The labour book was heralded by the Bolsheviki as one of the great Communist achievements. It would establish equality and abolish parasitism, it was claimed. As a matter of fact, the labour book was somewhat of the character of the yellow ticket issued to prostitutes under the Tsarist régime. It was a record of every step one made, and without it no step could be made. It bound its holder to his job, to the city he lived in, and to the room he occupied. It recorded one's political faith and party adherence, and the number of times he was arrested. In short, a yellow ticket. Even some Communists resented the degrading innovation. The Anarchists who protested against it were arrested by the Tcheka. When certain leading Communists were approached in the matter they repeated what Lenin had said: "No Anarchists of ideas are in our prisons."

The aureole was falling from the Communists. All of them seemed to believe that the end justified the means. I recalled the statements of Radek at the first anniversary of the Third International, when he related to his audience the "marvellous spread of Communism" in America. "Fifty thousand Communists are in American prisons," he exclaimed. "Molly Stimer, a girl of eighteen, and her male companions, all Communists, had been deported from America for their Communist activities." I thought at the time that Radek was misinformed. Yet it seemed strange that he did not make sure of his facts before making such assertions. They were dishonest and an insult to Molly Stimer and her Anarchist comrades, added to the injustice they had suffered at the hands of the American plutocracy.

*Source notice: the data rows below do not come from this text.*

PR #2382, opened 2025-04-30
No need to replace semicolons in s2n-bignum

justsmth:
### Description of changes: 
After [recent changes in s2n-bignum](https://github.com/awslabs/s2n-bignum/pull/213), replacing the semi-colons during the build is no longer necessary.


justsmth:
#2385 does more and does it better.

PR #2386, opened 2025-05-01
Fix ImplDispatchTest for 32-bit x86 build

dkostic:
### Description of changes: 
ImplDispatchTest for 32-bit x86 architectures for SHA256 and AES-GCM
was not correct. The issue started manifesting itself when the CI
underlying hardware upgraded to a newer x86 CPU generation.

The fix is that the test shouldn't expect SHA and AES HW instructions
to be used for 32-bit x86 build.

### Call-outs:

### Testing:


justsmth (approved):
Tests are now passing.

skmcgrail (approved):

PR #3177, opened 2026-04-16
ci: add gh-pages workflow for API documentation

dougch:
### Description of changes: 
Generate HTML API docs from header comments using the existing
doc.go tool (inherited from BoringSSL) and publish to gh-pages, on pushes to `main` where specific files have been touched, or a user with write manually kicks off the workflow.

There were some missing annotations that kiro filled in for me. 

### Call-outs:
I've pushed a sample to gh-pages to show how this would look at https://dougch.github.io/aws-lc/headers.html

The doxygen annotations weren't playing nice with the go doc tool, so the changes to [base64.h](https://github.com/aws/aws-lc/pull/2908) were reverted.

The repo settings will need updating post merge to allow an `app` vs. a `branch` to write to gh-pages; see the [docs](https://docs.github.com/en/pages/getting-started-with-github-pages/configuring-a-publishing-source-for-your-github-pages-site).

The first party action for publishing allows for fine grained publish controls, but does a complete replacement of the content (it's sending a tarball to an API vs. committing to a branch); this is a 2 way door...

### Testing:
Because of the `workflow_dispatch`, you can run these actions in a fork.... the new actions are working fine, example at https://dougch.github.io/aws-lc/headers.html

### DIFF
--- a/.github/workflows/api-docs.yml
+++ b/.github/workflows/api-docs.yml
@@ -1,5 +1,6 @@
 name: API Documentation
 on:
+  workflow_dispatch:
   push:
     branches: [main]
     paths:
@@ -10,11 +11,20 @@ on:
       - '.github/workflows/api-docs.yml'
 
 permissions:
-  contents: write
+  contents: read
+  pages: write
+  id-token: write
+
+concurrency:
+  group: pages
+  cancel-in-progress: false
 
 jobs:
   publish-api-docs:
     runs-on: ubuntu-latest
+    environment:
+      name: github-pages
+      url: ${{ steps.deployment.outputs.page_url }}
     steps:
       - uses: actions/checkout@v4
       - uses: actions/setup-go@v4
@@ -24,10 +34,11 @@ jobs:
         run: |
           mkdir -p api-output
           cd util
-          go run doc.go --config doc.config --out ../api-output
-      - name: Deploy to gh-pages
-        uses: peaceiris/actions-gh-pages@v4
+          go run doc.go --config doc.config --out ../pages-output
+      - name: Upload pages artifact
+        uses: actions/upload-pages-artifact@v3
         with:
-          github_token: ${{ secrets.GITHUB_TOKEN }}
-          publish_dir: ./api-output
-          destination_dir: api
+          path: ./pages-output
+      - name: Deploy to GitHub Pages
+        id: deployment
+        uses: actions/deploy-pages@v4
--- a/.github/workflows/api-docs.yml
+++ b/.github/workflows/api-docs.yml
@@ -1,0 +1,33 @@
+name: API Documentation
+on:
+  push:
+    branches: [main]
+    paths:
+      - 'include/openssl/**'
+      - 'util/doc.go'
+      - 'util/doc.config'
+      - 'util/doc.css'
+      - '.github/workflows/api-docs.yml'
+
+permissions:
+  contents: write
+
+jobs:
+  publish-api-docs:
+    runs-on: ubuntu-latest
+    steps:
+      - uses: actions/checkout@v4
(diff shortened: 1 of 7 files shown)


.github/workflows/api-docs.yml
```diff
@@ -0,0 +1,33 @@
...
+      - uses: actions/setup-go@v4
+        with:
+          go-version: ">=1.22"
+      - name: Generate API documentation
+        run: |
+          mkdir -p api-output
+          cd util
+          go run doc.go --config doc.config --out ../api-output
+      - name: Deploy to gh-pages
+        uses: peaceiris/actions-gh-pages@v4
```
WillChilds-Klein: given that this workflow uses our `GITHUB_TOKEN` w/ write permissions per L13, should we pin this 3p workflow to a particular commit hash?

.github/workflows/api-docs.yml
```diff
@@ -0,0 +1,33 @@
...
+    branches: [main]
+    paths:
+      - 'include/openssl/**'
+      - 'util/doc.go'
+      - 'util/doc.config'
+      - 'util/doc.css'
+      - '.github/workflows/api-docs.yml'
+
+permissions:
+  contents: write
```
WillChilds-Klein: why do we need repo write permissions to publish to GH pages?

WillChilds-Klein (commented):
very nice!

.github/workflows/api-docs.yml
justsmth: Switching to GitHub's first-party Pages deployment ([`actions/upload-pages-artifact`](https://github.com/actions/upload-pages-artifact) + [`actions/deploy-pages`](https://github.com/actions/deploy-pages)) might also address Will's concern about `contents: write` since it uses the narrower `pages: write` scope.

.github/workflows/api-docs.yml
```diff
@@ -0,0 +1,33 @@
...
+        run: |
+          mkdir -p api-output
+          cd util
+          go run doc.go --config doc.config --out ../api-output
+      - name: Deploy to gh-pages
+        uses: peaceiris/actions-gh-pages@v4
+        with:
+          github_token: ${{ secrets.GITHUB_TOKEN }}
+          publish_dir: ./api-output
+          destination_dir: api
```
justsmth: The PR description mentions deploying to `/api/` to allow "other doc generators to coexist in future PRs".  It's worth adding `keep_files: true` to preserve content outside `/api/` to prevent it from wiping out other content.

justsmth (commented):
You mention "other doc generators to coexist in future PRs", but I'm not sure Doxygen can co-exist peacefully with the current documentation setup -- the syntax of one interferes with the other. (Perhaps this can be mitigated with some modifications to `doc.go`?)

For example: the output for `base64.h` has some issues: https://aws.github.io/aws-lc/api/base64.h.html

The Doxygen-style `/** ... */` comment blocks in that header aren't recognized by `doc.go`. The `/**` lines fall through to the declaration parser and get rendered as raw code blocks. The other modified headers don't have this problem since they only use `// ` style comments.

Should we also cleanup the `base64.h` as part of this?

.github/workflows/api-docs.yml
dougch: Yes, just pointing out that `gh-pages` is just a branch that can (co)-host more than one set of content, if we need to.

.github/workflows/api-docs.yml
dougch: I'll try converting to the other/newer actions, but we're essentially writing content directly to a branch without a PR, branch protection, etc...

justsmth (approved):

WillChilds-Klein (approved):

Issue #3165, opened 2026-04-15
Public accessor for ML-KEM algorithm NID


DarkaMaul:
### Problem:

AWS-LC provides `EVP_PKEY_pqdsa_get_type` (declared in [evp.h](https://github.com/aws/aws-lc/blob/be77a8ad3d8c016950e411bcf3b6a56baa097024/include/openssl/evp.h#L89)) to retrieve the specific algorithm NID from an `EVP_PKEY` of type `EVP_PKEY_PQDSA`. 

There is no equivalent function for `EVP_PKEY_KEM` keys.

Callers that receive an `EVP_PKEY` wrapping an ML-KEM key currently have no public API to determine which ML-KEM variant it holds. The NID is available internally, but it is not exposed through the public EVP interface.

### Solution:

Add `EVP_PKEY_kem_get_type`, following the same pattern:

```c
// EVP_PKEY_kem_get_type returns the |nid| of the configured KEM key.
// |pkey| must not be NULL.
OPENSSL_EXPORT int EVP_PKEY_kem_get_type(const EVP_PKEY *pkey);
```

* **Does this change any public APIs?**  Yes — adds one new exported function`EVP_PKEY_kem_get_type`. No existing APIs change.
* **Which algorithm(s) will this impact?** ML-KEM-*

### Requirements / Acceptance Criteria:

- [ ] Unit tests in `crypto/evp_extra/p_kem_test.cc` covering:
  - Returns correct NID for each ML-KEM variant (512, 768, 1024)
  - Returns 0 and sets error when called on a non-KEM `EVP_PKEY` (e.g. RSA or PQDSA key)
  - Returns 0 when called with an uninitialized KEM key

What must a solution address in order to solve the problem? How do we know the solution is complete?

* **RFC links:** N/A (API parity issue, not a new algorithm)
* **Related Issues:** None known
* **Will the Usage Guide or other documentation need to be updated?** The function should be documented in the header.
* **Testing:** How will this change be tested? Call out new integration tests, functional tests, or particularly
  interesting/important unit tests.
  * **Will this change trigger AWS LibCrypto Formal Verification changes?** No
  * **Should this change be fuzz tested?** No

Note: In my current PR in `pyca/cryptography`, I currently use the public key size to determine the variant.

/cc @alex

justsmth:
[...]

PR #3179, opened 2026-04-17
Add `EVP_PKEY_kem_get_type` public accessor for KEM key NID

justsmth:
### Issues:
* #3165

### Description of changes:
We expose `EVP_PKEY_pqdsa_get_type` for PQDSA keys but have no equivalent for KEM keys. This adds `EVP_PKEY_kem_get_type` to close that gap, following the same pattern. Without this, callers receiving an `EVP_PKEY` wrapping an ML-KEM key have no public API to determine which variant (512, 768, 1024) it holds.

### Call-outs:
The implementation in `evp.c` required adding `#include "../kem/internal.h"` — the PQDSA counterpart already had its internal header included but the KEM one was missing.

Existing tests in `ParsePublicKey` and `ParseExamplePrivateKey` were reaching into `kem_key->kem->nid` directly; those assertions now use the new public API instead.

### Testing:
- `All/KEMTest.GetType` — parameterized across all ML-KEM variants, verifies the correct NID is returned from a generated key pair.
- `KEMTest.GetTypeWrongKeyType` — verifies the function returns 0 and sets `EVP_R_EXPECTING_A_KEM_KEY` for non-KEM keys, covering both a classical (EC) key and an adjacent post-quantum (PQDSA) key so neighbouring types cannot slip past the type check.
- `KEMTest.GetTypeUninitializedKey` — verifies the function returns 0 without queueing an error when `pkey` is of type `EVP_PKEY_KEM` but has no `KEM_KEY` attached.


crypto/fipsmodule/evp/evp.c
```diff
@@ -257,6 +258,18 @@ int EVP_PKEY_pqdsa_get_type(const EVP_PKEY *pkey) {
...
 }
 
+int EVP_PKEY_kem_get_type(const EVP_PKEY *pkey) {
+  SET_DIT_AUTO_RESET;
+  if (pkey->type != EVP_PKEY_KEM) {
+    OPENSSL_PUT_ERROR(EVP, EVP_R_EXPECTING_A_KEM_KEY);
+    return 0;
+  }
+  if (!pkey->pkey.kem_key || !pkey->pkey.kem_key->kem) {
+    return 0;
```
torben-hansen, line 269: could set error to `EVP_R_NO_PARAMETERS_SET`?

justsmth: I agree. PR updated.

torben-hansen (approved):

dkostic (approved):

During the past several months I had seen and heard enough to become somewhat conversant with the Communist psychology, as well as with the theories and methods of the Bolsheviki. I was no longer surprised at the story of their double-dealing with Makhno, the brutalities practised by the Tcheka, the lies of Zorin. I had come to realize that the Communists believed implicitly in the Jesuitic formula that the end justifies all means. In fact, they gloried in that formula. Any suggestion of the value of human life, quality of character, the importance of revolutionary integrity as the basis of a new social order, was repudiated as "bourgeois sentimentality," which had no place in the revolutionary scheme of things. For the Bolsheviki the end to be achieved was the Communist State, or the so-called Dictatorship of the Proletariat. Everything which advanced that end was justifiable and revolutionary. The Lenins, Radeks, and Zorins were therefore quite consistent. Obsessed by the infallibility of their creed, giving of themselves to the fullest, they could be both heroic and despicable at the same time. They could work twenty hours a day, live on herring and tea, and order the slaughter of innocent men and women. Occasionally they sought to mask their killings by pretending a "misunderstanding," for doesn't the end justify all means? They could employ torture and deny the inquisition, they could lie and defame, and call themselves idealists. In short, they could make themselves and others believe that everything was legitimate and right from the revolutionary viewpoint; any other policy was weak, sentimental, or a betrayal of the Revolution.

On a certain occasion, when I passed criticism on the brutal way delicate women were driven into the streets to shovel snow, insisting that even if they had belonged to the bourgeoisie they were human, and that physical fitness should be taken into consideration, a Communist said to me: "You should be ashamed of yourself; you, an old revolutionist, and yet so sentimental." It was the same attitude that some Communists assumed toward Angelica Balabanova, because she was always solicitous and eager to help wherever possible. In short, I had come to see that the Bolsheviki were social puritans who sincerely believed that they alone were ordained to save mankind. My relations with the Bolsheviki became more strained, my attitude toward the Revolution as I found it more critical.